At the ISSC, we have a commitment to early career researchers, not only giving them a platform to explore international research collaborations, but also to integrating early career researchers in agenda-setting and leadership roles. World Social Science Fellow Laura Pereira blogs about her experience and reflects on the role of science in policy.
I recently returned from my first ever international expert panel, convened by the Intergovernmental Platform on Biodiversity and Ecosystem Services and hosted in Paris, having been nominated as an early career expert in ecosystem services and human wellbeing by the ISSC.
I was invited to take part in the expert panel for scoping of regional assessments as part of the Africa group. I was extremely excited to be flying to Paris for a week in order to take part in what I hoped to be an invigorating discussion with experts from around the world who were working on similar issues as me. Although I had heard of the IPBES platform before, I was not sure what to expect as the briefing notes had been quite broad. The IPBES is mandated by the member countries and as such, as experts we had been tasked to put together a scoping report for regional ecosystem services as they relate to wellbeing to present at the plenary meeting in January 2015. Whilst I did feel slight trepidation that I might feel out of my depth, I knew that my contributions from more of a social science angle would be of value — and I trusted that the selection committee had chosen me for a reason.

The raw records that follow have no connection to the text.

PR #1781, opened 2018-03-17
Fix Cached identifiers extractor support for stringable identifers.

bendavies:
| Q             | A
| ------------- | ---
| Bug fix?      | yes
| New feature?  | no
| BC breaks?    | no
| Deprecations? | no
| Tests pass?   | yes
| Fixed tickets | 
| License       | MIT
| Doc PR        | 

#1101 introduced support for string castable identifier, which was later refactored to `IdentifiersExtractorInterface`, but the support was not maintained in the `CachedIdentifiersExtractor`.

My app uses ramsey uuids for identifiers, and I noticed caching not working here. Using object identifiers effectively disabled the caching of the `CachedIdentifiersExtractor`, making it call the decorated `IdentifiersExtractor` every time.

This change results in a 20% performance boost for my app with an endpoint returning 500 resources:
https://blackfire.io/profiles/compare/0ff6fc7d-afe1-4303-80c3-5a584a933239/graph

### DIFF
--- a/src/Api/CachedIdentifiersExtractor.php
+++ b/src/Api/CachedIdentifiersExtractor.php
@@ -76,6 +76,11 @@ final class CachedIdentifiersExtractor implements IdentifiersExtractorInterface
                 continue;
             }
 
+            if (method_exists($identifiers[$propertyName], '__toString')) {
+                $identifiers[$propertyName] = (string) $identifiers[$propertyName];
+                continue;
+            }
+
             $relatedResourceClass = $this->getObjectClass($identifiers[$propertyName]);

As my first international panel of this kind, the first day proved to be quite an overwhelming experience. I was not quite prepared for the pace of the negotiations, nor for the politicised nature of the “scientific” interventions. It was an eye-opening experience to say the least and just being in the room when the initial opening discussion took place was a steep learning curve. There is so much one can write about the science-policy interface, the need for academia not only to generate knowledge, but at times also to engage actively with the implementation of interventions. Platforms such as IPBES that are mandated by governments in response to international instruments such as the Convention on Biological Diversity, provide an opportunity for academia to have real impact in the policy arena. At the same time, there remains core cultural differences between the policy and academic spheres that requires expert navigation if it is to be an effective collaboration.

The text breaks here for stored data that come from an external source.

PR #1783, opened 2018-03-19
[GraphQL] Fix update mutation when ID can be denormalized

alanpoulain:
| Q             | A
| ------------- | ---
| Bug fix?      | yes
| New feature?  | no
| BC breaks?    | no
| Deprecations? | no
| Tests pass?   | yes
| Fixed tickets |
| License       | MIT
| Doc PR        |

Fix an issue in update mutations, when an ID can be denormalized.
For instance, in `Dummy` entity, since there is `setId` method, an update cannot be done.
The error is the following:
`The type of the "id" attribute must be "int", "string" given.`
The first commit is the failing test.
Maybe we also need to add the possibility to change the ID (using `_id` argument)?


dunglas:
Thanks @alanpoulain

PR #1785, opened 2018-03-20
Serializer Property Metadata should not overwrite readableLink/writableLink

bendavies:
| Q             | A
| ------------- | ---
| Bug fix?      | yes
| New feature?  | no
| BC breaks?    | ????
| Deprecations? | no
| Tests pass?   | no
| Fixed tickets | 
| License       | MIT
| Doc PR        | 

Note: I have not updated tests to discuss this first.

Background:
Take a look at this gist:
https://gist.github.com/bendavies/f1895a4089035d754b099d7b69a04c39

What I have is an Entity with a self referencing relation `parent`.

What I want to serialize (`desired.json`) is the `parent` in `_links`, but not in `_embedded`. 

I have tried to do this by explicitly setting `readableLink` to false, but this is overwritten by `SerializerPropertyMetadataFactory` because the serialization group currently takes priority.

What should take priority, `ApiResource` annotations or serializations groups?
If it is serialization groups (as it currently is), is it possible to achieve my desired output without writing a custom normalizer?

Discussed on slack with @dunglas, but bringing the discussion here.

### DIFF
--- a/src/Metadata/Property/Factory/SerializerPropertyMetadataFactory.php
+++ b/src/Metadata/Property/Factory/SerializerPropertyMetadataFactory.php
@@ -101,9 +101,6 @@ final class SerializerPropertyMetadataFactory implements PropertyMetadataFactory
      */
     private function transformLinkStatus(PropertyMetadata $propertyMetadata, array $normalizationGroups = null, array $denormalizationGroups = null): PropertyMetadata
     {
-        $propertyMetadata = $propertyMetadata->withReadableLink(true);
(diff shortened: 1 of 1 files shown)


bendavies:
Actually the more I think about this, what I actually need is `readable`/`readableLink` to be decided based on serialisation groups, rather that just a simple boolean. But that would be a significant new feature.

bendavies:
on reflection with dunglas, this is probably not a bug.

komik966:
If readable / writable link is based on serialization groups, when may i need to use annotation?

Having moved from the plenary discussions into our regional break-out groups, it was finally time for me to earn my due. There were some initial teething issues, but following some less than covert differentiation along age and gender lines, a negotiation space was delineated and we entered into stimulating discussions. By the third day, the tension had settled down and as a group, we started to make real progress towards meeting our still fuzzy agenda. I also started to feel more comfortable in my role and it was at this time that I started to realise what a truly enriching experience my time in Paris was. I got a behind-the-scenes snapshot of how influential science-policy interactions start to take place and I believe that I started to manage my expectations of the process as well as pick up some critical negotiation skills.

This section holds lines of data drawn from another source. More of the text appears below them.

PR #1788, opened 2018-03-22
Fallback attributes in the @ApiResource annotation

meyerbaptiste:
| Q             | A
| ------------- | ---
| Bug fix?      | no
| New feature?  | yes
| BC breaks?    | no
| Deprecations? | no
| Tests pass?   | yes
| Fixed tickets | N/A
| License       | MIT
| Doc PR        | N/A

This PR adds the ability to configure resource attributes directly at the first level of the `@ApiResource` annotation. This improves the DX by adding autocompletion on annotation properties with modern IDEs.

Attribute keys are normally in snake_case but we use lowerCamelCase at the first level of the `@ApiResource` annotation. So I made the choice to define them also in lowerCamelCase here but they are then normalized to snake_case.

About private properties (see the second commit), they are "virtual" because of this issue: https://github.com/Haehnchen/idea-php-annotation-plugin/issues/112. I don't like that, so if you have a better idea, just tell me.

In the same way, what about priorities? For example, actually: `validationGroups={"foo"}, attributes={"validation_groups"={"bar"}}` = `['bar']`.
Are you agree? Or do you want `['foo']` or `['foo', 'bar']` instead?

### DIFF
--- a/src/Annotation/ApiResource.php
+++ b/src/Annotation/ApiResource.php
@@ -13,6 +13,9 @@ declare(strict_types=1);
 
 namespace ApiPlatform\Core\Annotation;
 
+use ApiPlatform\Core\Exception\InvalidArgumentException;
+use Doctrine\Common\Util\Inflector;
+
 /**
  * ApiResource annotation.
  *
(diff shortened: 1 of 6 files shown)


src/Annotation/ApiResource.php
```diff
@@ -62,4 +93,119 @@
      * @var array
      */
     public $attributes = [];
+
+    /**
+     * @var string
+     */
+    private $accessControl;
```
dunglas: Can you add a reference to the PHPStorm plugin issue, so we'll not forget and drop those properties later :)

src/Annotation/ApiResource.php
```diff
@@ -13,13 +13,44 @@
...
+ *     @Attribute("paginationClientPartial", type="bool"),
+ *     @Attribute("paginationEnabled", type="bool"),
+ *     @Attribute("paginationFetchJoinCollection", type="bool"),
+ *     @Attribute("paginationItemsPerPage", type="int"),
+ *     @Attribute("paginationPartial", type="bool"),
+ *     @Attribute("routePrefix", type="string"),
+ *     @Attribute("shortName", type="string"),
+ *     @Attribute("subresourceOperations", type="array"),
+ *     @Attribute("validationGroups", type="mixed")
+ * )
```
soyuka: FTR I'm using vim and all I see is noise :smiling_imp:

meyerbaptiste: Dear @soyuka,

I encourage you to download a real IDE. Here is the link to PHPStorm: https://www.jetbrains.com/phpstorm/download/.

I hope this could help you to find the truth!

Yours sincerely.

meyerbaptiste: More seriously, `@Attribute` annotations are needed when using a constructor in your annotation class. The noise here is the private properties.

src/Annotation/ApiResource.php
meyerbaptiste: Done.

src/Annotation/ApiResource.php
```diff
@@ -62,4 +93,155 @@
...
+
+    /**
+     * @see https://github.com/Haehnchen/idea-php-annotation-plugin/issues/112
+     *
+     * @var string
+     */
+    private $routePrefix;
+
+    /**
+     * @see https://github.com/Haehnchen/idea-php-annotation-plugin/issues/112
```
Simperfit: Why not having it on the class level since it's on every property?

dunglas: Because we may introduce other properties for valid reasons later.

dunglas:
Thanks @meyerbaptiste

bendavies:
I wonder if these could be fully documented in the docs?

meyerbaptiste:
Yes it will be @bendavies, it's on my todo list 😉

teohhanhui:
Didn't see this earlier, but I also think it's bad, as the attributes were arbitrary keys we used, and many of them were specific to the Symfony integration. But now they've been elevated to a more important status.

At the same time, as an early career scientist, I did feel that I was able to bring some cutting-edge thinking and analysis to the table. Having built up my confidence to engage, I was able to contribute actively to the final report. I believe that it is important to have more early career experts engage in these multi-lateral events. Not only is it a chance to imbue new skills and capacity in the next generation, but we also have new and interesting ideas and approaches to bring to the table. Learning through experience is the best way to start to learn the ropes on how to engage effectively in the science-policy interface. Having made it through my first of such interactions, I look forward to taking up the charge again with my newfound skills and networks.